Objective speech outcomes after surgical treatment for oral cancer: An acoustic analysis of a spontaneous speech corpus containing 32.850 tokens.

J Commun Disord

Amsterdam Center for Language and Communication, University of Amsterdam, Spuistraat 134, 1012 VB Amsterdam, The Netherlands; Netherlands Cancer Institute, Plesmanlaan 121, 1066 CX, Amsterdam, The Netherlands; Multimedia Computing Group, Delft University of Technology, Mekelweg 4, 2628 CD, Delft, The Netherlands.

Published: February 2023

AI Article Synopsis

  • The study investigates how surgical treatment for oral cancer affects the acoustic properties of speech, focusing on individuals treated for oral cancer (ITOC) and identifying changes in articulation.
  • Key findings show that manner of articulation significantly influences post-treatment speech changes, particularly for fricatives, while plosives and vowels remain largely unchanged compared to control speakers.
  • Analysis reveals that despite initial high variation in speech quality, there are overall improvements one year after treatment, highlighting the need to focus on specific articulation challenges in ITOC.

Article Abstract

Introduction: Surgical treatment for oral cancer leads to lasting changes of the vocal tract and individuals treated for oral cancer (ITOC) often experience speech problems. The purpose of this study was to analyse the acoustic properties of the spontaneous speech of individuals who were surgically treated for oral cancer. It was investigated (1) how key spectral measures of articulation change post-treatment; (2) whether changes are more related to target manner or place of articulation; and (3) how spectral measures develop at various time points following treatment.
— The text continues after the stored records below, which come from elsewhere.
PR #1334, opened 2023-11-03
changes to signals in rate-limit exempt list

melange396:
* preemptively adds `nchs-mortality:deaths_covid_incidence_prop` into the ratelimit-exempt signal set
* changes hospital admissions override signal for county-level visualizations to an active/current signal (from a `dsew-cpr` to `hospital-admissions:smoothed_adj_covid19_from_claims`)
* adds a fix to include override signals in the ratelimit-exempt set
* fixes tests to work around changes to exemption status of above signals


dsweber2 (approved):
mostly got stuck down a rabbit hole trying to make the requests for these myself. `smoothed_adj_covid19_from_claims` does have data with a time value of oct 29 (missing Alaska and Montana for some reason), so seems like a decent display candidate. Otherwise I'm trusting the tests

PR #1345, opened 2023-11-10
Switch to Sentry

korlaxxalrok:
### Summary:

We are migrating to Sentry for application observability needs.

The goal is to use it for both local development as well as (potentially) qa/staging/production/etc. environments.

This PR:

Removes and cleans up the New Relic config:

- Removes the New Relic wrapper and package.
- Returns the default application start process.

Adds the necessary Sentry bits:

- Adds the Sentry package for Flask.
- Adds and configures the Sentry SDK with useful defaults for local development.
- Exposes common knobs and levers as env vars for tuning when running in other environments.

Updates the local development setup to make it easy to instrument for Sentry (if desired):

- Updates the local development Makefile:
  - To create a `.env` file if one doesn't already exist. We need to be able to pass in the Sentry DSN (and maybe other config), and putting this into `.env` is best.
  - To start `delphi_web_epidata` with `--env-file` to load vars from `.env`

Adds comments and README updates to help with a basic Sentry setup in:

- `.env.example`
- `epidata_development.md`


requirements.dev.txt
```diff
@@ -21,3 +21,4 @@ selenium==4.7.2
 sqlalchemy-stubs>=0.3
 tenacity==7.0.0
 xlrd==2.0.1
+sentry-sdk[flask]
```
melange396, line 24:
```suggestion
```
you only need this in `requirements.api.txt` -- the only time `requirements.dev.txt` is used, its combined with `requirements.api.txt`: https://github.com/cmu-delphi/delphi-epidata/blob/08de322948ac6d55ad394d7c2fab62cbd257372b/dev/docker/python/Dockerfile#L13

requirements.api.txt
```diff
@@ -18,3 +17,4 @@ structlog==22.1.0
 tenacity==7.0.0
 typing-extensions
 werkzeug==2.2.3
+sentry-sdk[flask]
```
melange396, line 20: would you consider putting this in alphabetical order to assuage my ocd? 😵‍💫

src/server/main.py
```diff
@@ -13,6 +15,18 @@
...
 
+SENTRY_DSN = os.environ.get('SENTRY_DSN')
+if SENTRY_DSN:
+    sentry_sdk.init(
+        dsn=SENTRY_DSN,
+        traces_sample_rate=float(os.environ.get('SENTRY_TRACES_SAMPLE_RATE', 1.0)),
+        profiles_sample_rate=float(os.environ.get('SENTRY_PROFILES_SAMPLE_RATE', 1.0)),
+        environment=str(os.environ.get('SENTRY_ENVIRONMENT', 'development')),
+        debug=str(os.environ.get('SENTRY_DEBUG', 'True')),
+        attach_stacktrace=str(os.environ.get('SENTRY_ATTACH_STACKTRACE', 'True'))
```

Method: A corpus consisting of 32.850 tokens was constructed by manually segmenting the speech of five (four female - one male) American English speaking ITOC. General acoustic characteristics (duration and spectral tilt), plosives (burst frequency), fricatives (centre of gravity and spectral skewness), and vowels (F1 and F2) were analysed using linear mixed effects regression and compared to control speech. Moreover, a within speaker analysis was performed for speakers with multiple recordings.

Results: Manner of articulation is more predictive of post-treatment changes than place of articulation. Compared to controls, ITOC produced the fricatives /f, v, θ, ð, s, z, ʃ, ʒ/ with a lower centre of gravity while no differences were found for plosives and vowels. Longitudinal analyses show high within-speaker variation, but general improvements one-year post-treatment.

Conclusions: Surgical oral cancer treatment changes the spectral properties of speech. Fricatives with varying manner of articulations were distorted, suggesting that manner of articulation is more predictive than place of articulation in identifying general problem areas for ITOC.